Nous marchions d’un bon pas dans la forêt d’épineux sur le chemin de randonnée qui nous menait au fin fond du Parc de Wuruhi. Ishmail se mouvait avec aisance sur le petit sentier, et je soufflais derrière lui à mesure que ce dernier grimpait de plus en plus sec. Je le sentis grimacer, plus que je ne le vis, quand mon pied écrasa malgré lui une branche morte, dont le craquement se répercuta dans le silence surnaturel qui accompagnait notre sortie matinale. Le Grand Méchant Loup finit par s’arrêter au niveau d’une avancée dans la forêt, permettant d’admirer le panorama en contrebas. Je me stoppai, aspirant l’air à grandes goulées, mes jambes contractées par les efforts de la grimpette.

— Besoin d’une pause Lockwood ?

Je ne pus que hocher la tête, préférant me concentrer sur ma respiration chaotique plutôt que de lui répondre et j’acceptai avec joie la bouteille d’eau qu’il me tendit. Je me redressai pour avaler les précieuses gorgées du liquide, me permettant de reprendre le contrôle de moi-même. Essuyant d’une main mon menton dégoulinant, je lui rendis sa gourde.

— Merci.

D’un geste lourd, j'abandonnai mon propre sac à dos sur le sol avant de me vautrer sur un tronc d’arbre tombé et laissé pour faire office deMic banc. J’étirai mes pauvres jambes, ma forme physique n’étant plus ce qu’elle était. Peu à peu, mon corps se calma et je pus profiter de la vue. Mon cerveau n’arrivait plus à penser et les images s’imprégnaient sur mes rétines. Le glacier Wuruhi, auquel le Parc devait son nom, nous faisait face, dominant toute chose des environs avec son chapeau blanc ciselé et sa base verdoyante. En contrebas, on pouvait apercevoir la célèbre cascade du Parc, dont le débit n’était pas encore assez intéressant pour amener en masse les touristes, la fonte des neiges commençant à peine. Ishmail nous avait choisi un itinéraire plutôt long et lointain, nous faisant traverser le versant des monts en face pour nous mener jusqu’à un plateau alpin. De là, nous rejoindrions une vallée protégée par une vaste forêt épineuse. J’avais de la chance, le fond de l'air était sec et la poudreuse ne formait plus que quelques langues glacées sur les bas-côtés.

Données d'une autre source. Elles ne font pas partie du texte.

PR #3438, opened 2015-02-14
vm_clone used regular virtual switches no matter what type of portgroup ...

sofam:
...was named, changed it to look up and handle distributed virtual switches correctly. @nirvdrum

### DIFF
--- a/lib/fog/vsphere/requests/compute/vm_clone.rb
+++ b/lib/fog/vsphere/requests/compute/vm_clone.rb
@@ -116,11 +116,21 @@ module Fog
           # Options['network']
           # Build up the config spec
           if ( options.key?('network_label') )
-            #network_obj = datacenter_obj.networkFolder.find(options['network_label'])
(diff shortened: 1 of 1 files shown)


sofam:
@nirvdrum any comments on this?

nirvdrum:
Sorry.  I forgot about this.  Just to be clear, this is a problem you're seeing even with the merged fix from #3121 applied?

sofam:
@nirvdrum it's actually unrelated (kind of) because the problem lies in the port backing chosen in vm_clone, before my pull request vm_clone would just create a VirtualEthernetCardNetworkBackingInfo port backing, no matter what kind of network was specified, my pull request checks the type of the network chosen, if it's a normal vSwitch it uses VirtualEthernetCardNetworkBackingInfo, and if it's a distributed port group it uses VirtualEthernetCardDistributedVirtualPortBackingInfo.

nirvdrum:
This looks good.  The code formatting doesn't match the new guidelines, but I can clean that up easily enough.  Thanks!

geemus:
Thanks!

PR #3443, opened 2015-02-18
[aws|compute] adding support for c4 instance class

ddoc:


plribeiro3000:
Hmmmm. Your fork is outdated. This file does not exist in the main `Fog` repo anymore.

The necessary change is in `fog-aws` which was already merged. So this can be safely closed.

Thanks!

PR #3444, opened 2015-02-18
Remove duplicate lines from code example

spajus:
If `put_object_manifest` has to be called 3 times, it is probably a problem :)


geemus:
Good catch, thanks!

PR #3446, opened 2015-02-19
Use fog-core 1.27.4 and above

mattbostock:
fog-core version 1.27.4 includes this bug fix:
https://github.com/fog/fog-core/commit/58556e4b1e65d2ac8dd177c531dd8a23929d39e3

Without that fix, Fog fails with:

    NoMethodError:
           undefined method `redisplay_progressbar' for Fog::Formatador:Class

### DIFF
--- a/fog.gemspec
+++ b/fog.gemspec
@@ -46,7 +46,7 @@ Gem::Specification.new do |s|
 
   ## List your runtime dependencies here. Runtime dependencies are those
   ## that are needed for an end user to actually USE your code.
-  s.add_dependency("fog-core", "~> 1.27", ">= 1.27.3")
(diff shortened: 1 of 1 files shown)


mattbostock:
The tests fail for jruby-19 only, though I'm not sure why. Are you able to provide any clues?

plribeiro3000:
I'm afraid this might lead to several conflicts since the providers are depending on specific versions of `fog-core` as well.

Perhaps you could reference `fog-core` in your `Gemfile` instead? Can you try this solutions instead?

plribeiro3000:
hmm. It was already pinned to `1.27.3` so this is not a big change.

Thanks @mattbostock !

geemus:
Thanks!

PR #3449, opened 2015-02-20
Allow setting gateway option in CustomizationIPSettings

jipjipme:
The "gateway" field of CustomizationIPSettings (http://pubs.vmware.com/vsphere-55/topic/com.vmware.wssdk.apiref.doc/vim.vm.customization.IPSettings.html) is mentioned in vm_clone but oddly never used, and causes an error if specified.

Tested against vSphere 5.5.

### DIFF
--- a/lib/fog/vsphere/requests/compute/vm_clone.rb
+++ b/lib/fog/vsphere/requests/compute/vm_clone.rb
@@ -161,8 +161,11 @@ module Fog
             end
             raise ArgumentError, "domain is required" unless cust_options.key?("domain")
             cust_domain = cust_options['domain']
-            cust_ip_settings = RbVmomi::VIM::CustomizationIPSettings.new(cust_options["ipsettings"]) if cust_options.key?("ipsettings")
-            cust_ip_settings.ip = RbVmomi::VIM::CustomizationFixedIp("ipAddress" => cust_options["ipsettings"]["ip"]) if cust_options.key?("ipsettings")
+            if cust_options.key?("ipsettings")
+              cust_ip_settings = RbVmomi::VIM::CustomizationIPSettings.new(cust_options["ipsettings"])
+              cust_ip_settings.ip = RbVmomi::VIM::CustomizationFixedIp("ipAddress" => cust_options["ipsettings"]["ip"])
+              cust_ip_settings.gateway = cust_options['ipsettings']['gateway'] if cust_options['ipsettings'].key?('gateway')
+            end
             cust_ip_settings ||= RbVmomi::VIM::CustomizationIPSettings.new("ip" => RbVmomi::VIM::CustomizationDhcpIpGenerator.new())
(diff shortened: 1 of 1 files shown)


geemus:
@nirvdrum could you review? Thanks!

nirvdrum:
I'll take a look.  There are generally a lot of problems and limitations of dealing with NICs during clone.  I recommend just clone, blow away the NICs, and then create what you need in the configuration you want.  But if this is simple enough to support, I'm fine merging it.  I'll try it out on a vSphere cluster this weekend.

jipjipme:
Much appreciated. I had a bunch of pre-existing templates with one NIC defined, and this let me do everything in one shot during the clone.

nirvdrum:
The problems are:

* vm_clone needs to effectively duplicate logic from the NIC creation process and routinely seems to fall short in that department
* The vSphere API limits what you can do during a clone (e.g., you can't change the number of NICs)

But it sounds like your use case falls into what vSphere expects so we should support it.

FYI, you can see how I handle it here:

https://github.com/rubber/rubber/blob/853fba652e09cde952153aaea53cfe1d859aa1c5/lib/rubber/cloud/vsphere.rb#L32-L99

Basically I clone, destroy the NICs, then recreate them with a new customization spec.  It works rather nicely and works in all known cases.

lib/fog/vsphere/requests/compute/vm_clone.rb
```diff
@@ -161,8 +161,11 @@ def vm_clone(options = {})
             end
             raise ArgumentError, "domain is required" unless cust_options.key?("domain")
             cust_domain = cust_options['domain']
-            cust_ip_settings = RbVmomi::VIM::CustomizationIPSettings.new(cust_options["ipsettings"]) if cust_options.key?("ipsettings")
-            cust_ip_settings.ip = RbVmomi::VIM::CustomizationFixedIp("ipAddress" => cust_options["ipsettings"]["ip"]) if cust_options.key?("ipsettings")
+            if cust_options.key?("ipsettings")
+              cust_ip_settings = RbVmomi::VIM::CustomizationIPSettings.new(cust_options["ipsettings"])
+              cust_ip_settings.ip = RbVmomi::VIM::CustomizationFixedIp("ipAddress" => cust_options["ipsettings"]["ip"])
+              cust_ip_settings.gateway = cust_options['ipsettings']['gateway'] if cust_options['ipsettings'].key?('gateway')
```
nirvdrum: What happens if you set `cust_ip_settings.gateway` to `nil`?  I suspect it's a safe operation and that the default is already `nil`.  If that's the case, we can remove the `if` statement modifier and just always assign.

jipjipme: Yep, that works just fine.

nirvdrum:
Thanks!

geemus:
Thanks!

PR #3452, opened 2015-02-22
Extract local storage provider

### LINKED ISSUE #3439: Extract local provider to a separate gem
I tried to use extracted aws provider without the full fog gem as dependency. This worked, but I also needed the local provider for development environment. So, I went ahead and extracted it out as [a separate repo](https://github.com/lautis/fog-local). Would you be interested having fog-local as a separate gem?

There's still some things to do, such as

* moving the repository under fog organisation
* publishing the gem
* replacing local provider in fog with the extracted gem as a dependency

lautis:
Use `fog-local` gem to implement local storage. Removes all local storage related code from this repo. The extracted gem is published to rubygems.org and has fog owners listed as gem owners.

The tests for the local provider are also removed, but the bin spec is left untouched. Testing bin seems a bit harder in extracted gems as it requires the full fog gem and uses different test runner. This is the same pattern as with RiakCS in #3425.

Closes #3439.


geemus:
Thanks!

PR #3454, opened 2015-02-23
[ovirt] Implement alias attribute for Fog::Compute::Ovirt::Volume class

pdilung:
Implement `alias` attribute for `Fog::Compute::Ovirt::Volume` class according to https://github.com/abenari/rbovirt/pull/66.


geemus:
Thanks!

PR #3455, opened 2015-02-24
[ovirt] Implement affinity groups

pdilung:
Implement affinity groups into _ovirt_ provider as described in https://github.com/abenari/rbovirt/issues/67 and https://github.com/abenari/rbovirt/pull/69.


geemus:
Could we add some testing around this? I'm afraid otherwise it may be fragile and/or prone to future breakage.

pdilung:
@geemus Yes, that is something I would like to do soon. As I wrote in #3435 I would need some help and time for this. Going to ask for it in next two weeks.
I would much appreciate if you could merge the PR before and I create tests PRs for #3435 and for this one as well :-)

geemus:
Sounds like a plan, just let me know how I can help.

pdilung:
Sure, thanks a lot.

PR #3456, opened 2015-02-24
Use head version of all supported, released MRI versions

calebthompson:


.travis.yml
```diff
@@ -7,11 +7,10 @@ script: bundle exec rake travis
 matrix:
   fast_finish: true
   include:
-    - rvm: 1.9.3
```
plribeiro3000: Could you not remove `1.9.3` yet?

.travis.yml
```diff
@@ -7,11 +7,10 @@ script: bundle exec rake travis
...
-    - rvm: 2.0.0
-    - rvm: 2.1.0
-    - rvm: 2.1.5
-    - rvm: 2.1.5
+    - rvm: 2.0
+    - rvm: 2.1
+    - rvm: 2.2
+    - rvm: 2.2
```
plribeiro3000: You have `2.2` twice. I know it was wrong before but perhaps you can fix it as well?

calebthompson: I believe this second one is to run on 2.2 with the head versions of gems, whereas the previous 2.2 uses the released versions.

.travis.yml
calebthompson: Are you sure? https://www.ruby-lang.org/en/news/2015/02/23/support-for-ruby-1-9-3-has-ended/

fog.gemspec
```diff
@@ -45,7 +45,7 @@ Gem::Specification.new do |s|
   s.extra_rdoc_files = %w[README.md]
 
   ## Ruby version
-  s.required_ruby_version = ">= 1.9.3"
+  s.required_ruby_version = ">= 2"
```
plribeiro3000: We didn't get to a decision about dropping `1.9.3` so perhaps we need to know if for sure first.

.travis.yml
plribeiro3000: But it does not make sense, does it?

.travis.yml
plribeiro3000: We didn't decide about `1.9.3` yet. Perhaps the end of support might change this scenario.

@tokengeek @geemus Thoughts?

.travis.yml
calebthompson: I think it does. We're doing a separate build of our changes in `fog` against released versions of `fog-core` and `fog-json` and also against the master branches of those two gems.

plribeiro3000: But you don't need to list it twice to play with the matrix, do you?

calebthompson: I'm not entirely sure. It appears that master has duplicate entries as well. https://github.com/fog/fog/blob/master/.travis.yml#L22-L25

This is how the Travis docs recommend, but we end up with several more runs (each version against edge), which could be good:

```yml
rvm:
  - 2.0
  - 2.1
  - 2.2
  - jruby-19mode
  - jruby-head

gemfile:
  - Gemfile
  - gemfiles/Gemfile-edge

matrix:
  fast_finish: true

  allow_failures:
    - rvm: jruby-head
```

calebthompson: http://docs.travis-ci.com/user/build-configuration/

calebthompson: Do you want that instead?

plribeiro3000: Yeah. I think that the duplication wrong and is not needed.

plribeiro3000: Awesome. This way it is more clear and should be the same as before. :+1:

fog.gemspec
geemus: I think we should probably leave this as 1.9.3 for now, though dropping it also in time would be good.

calebthompson:
1.9.3 support re-added.

geemus:
Thanks!

plribeiro3000:
@calebthompson Could you add `2.2` as an allowed failure for now?

lib/fog.rb
```diff
@@ -23,6 +23,7 @@
 require 'fog/aws'
 require 'fog/bluebox'
 require 'fog/brightbox'
+require 'fog/cloudfoundry'
```
tokengeek: This needs removing since it's unrelated to the PR and Travis can't load it.

tokengeek:
Re: 1.9.3 support - this is still in place for the foreseeable future because lots of linux distros in production seem to have 1.9.3 as the default.

Obviously this branch/work is for a major change but when we discussed it (https://github.com/fog/fog/pull/3348#issuecomment-67451436) that was raised as a issue.

I need to catch @geemus and @krames (maybe @plribeiro3000 ) and finalise a minimal "roadmap" (not scattered across dozens of tickets) with a few "major" releases over the next few months. Then 1.9.3 can go with 3.0 or 4.0. 2.0 being a minimal drop 1.8.7 release.

Unfortunately fog 2.0 has become the branding for the "next generation" of fog which was a mistake on my part.

plribeiro3000:
@calebthompson Could you take care of @tokengeek comment?
I think it is the last point to get this merged. :+1:

calebthompson:
Done.

plribeiro3000:
Thanks @calebthompson!

geemus:
Thanks!

PR #3457, opened 2015-02-24
Adds `ovirt_filtered_api` to list of recognized options for Ovirt service

hallettj:
The `ovirt_filtered_api` option instructs rbovirt to use oVirt's non-admin API, so that regular users can make API calls.


geemus:
Thanks!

L’idée de cette randonnée n’avait rien à voir avec le hasard. Lorsque j’étais rentrée du travail la veille, Ishmail m’avait annoncé qu’il était temps de préparer la nuit de la Pleine Lune. Il voulait que je parcoure sous forme lunaire le territoire habituel du Collectif afin que je ne sois pas trop prise au dépourvu et submergée par les nouveautés, des facteurs pouvant aggraver mon état selon lui. « Mon état ». On n’en parlait pas. Je ne me sentais pas encore prête à lui dévoiler toute la vérité sur ce dernier, même si je savais que je devais la lui révéler. Noah s’était logée définitivement dans un coin de ma tête, et bien qu’entrer dans la forêt m’avait ôté une chape de plomb, ça ne l’avait pas fait disparaître. Il était sûrement déjà trop tard. Surtout si elle parlait de meurtre. Rien que d’y penser, j’en avais des frissons.

Je fermai les yeux une dernière fois, et inspirai à pleins poumons l’air frais. Qui aurait cru que je pourrais de nouveau retrouver la Nature ? Pas moi, c’était certain.

L’air portait l’odeur sucrée de la sève des pins, le vent faisait bruisser leurs branches en une symphonie discrète, et parfois un craquement, tel un tambour, venait marquer le tempo de la phrase musicale de la Terre. Mon cœur se gonflait d’émotions, j’avais l’impression qu’il battait la mesure, s’accordant au rythme éternel de notre mère nourricière. J’étais là où je devais être. Je posai mes paumes moites sur mes cuisses, me laissant envahir par ces sensations comme une douce drogue. Puis, je jetai un œil à mon comparse.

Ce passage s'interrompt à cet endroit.